> _Assignment_
Among the entries below, count the lines with "const" in them and state the total without comment.

--- Raw data Enclosed Below ---

PR #1308, opened 2024-04-29
HOTFIX: Prevent creation of multiple invoices

elias-summermatter:


libs/membership/api/src/lib/subscription/subscription.service.ts
```diff
@@ -75,9 +75,25 @@ export class SubscriptionService {
...
+
+    // Ensure that no invoice gets created if there is a open invoice
+    const subscriptions = []
+    for (const subscription of allSubscriptions) {
+      if (subscription.invoices.length === 0) {
+        subscriptions.push(subscription)
+      }
+    }
+
+    return subscriptions
```
michael-scheurer, line 96: Make it more readable
`return allSubscriptions.filter(subscription => !subscription.invoices.length)`

tomaszdurka (approved):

--- End of Enclosed Raw data ---

> _Exercise result_
2